ETS protocol does not provide per-session forward secrecy - jfreax
https://nvd.nist.gov/vuln/detail/CVE-2019-9191
======
galadran
The real story here is not about security, it's about markets and profit (as
always). Currently, there's a huge market in DPI boxes for inspecting TLS
traffic, which are often poorly implemented, tied to expensive support
contracts and super flakey.

These boxes can only work with a single static secret, which is shared between
the DPI boxes and the actual servers. If the servers are using a forward
secret mode, this is no longer enough, you have to share a secret for every
session.

This _necessitates_ some kind of software running on each endpoint to transmit
these secrets. But wait, the moment you _have to have_ software running on
every endpoint, why do you need a special box? Why not do it all in software?
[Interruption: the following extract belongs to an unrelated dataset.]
PR #702, opened 2018-09-10
Use correct parameter name in docs (array_use_braces).

dslh:
This is just a quick PR to ensure the new `array_use_braces` parameter is named correctly in the README.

This represents a huge threat to the DPI market. No box means no lock in, no
mandatory upgrades, no support contracts. Sure, software can have these things
too, but it's inherently a more open, competitive market where you are
vulnerable to open source invasion. Solutions like eTLS are just a last ditch
gnashing of teeth from DPI box sellers, trying to prevent a lucrative market
from disappearing.

Once you move everything to software: a) competition in general gets better
and b) open source starts to take over, c) security will improve.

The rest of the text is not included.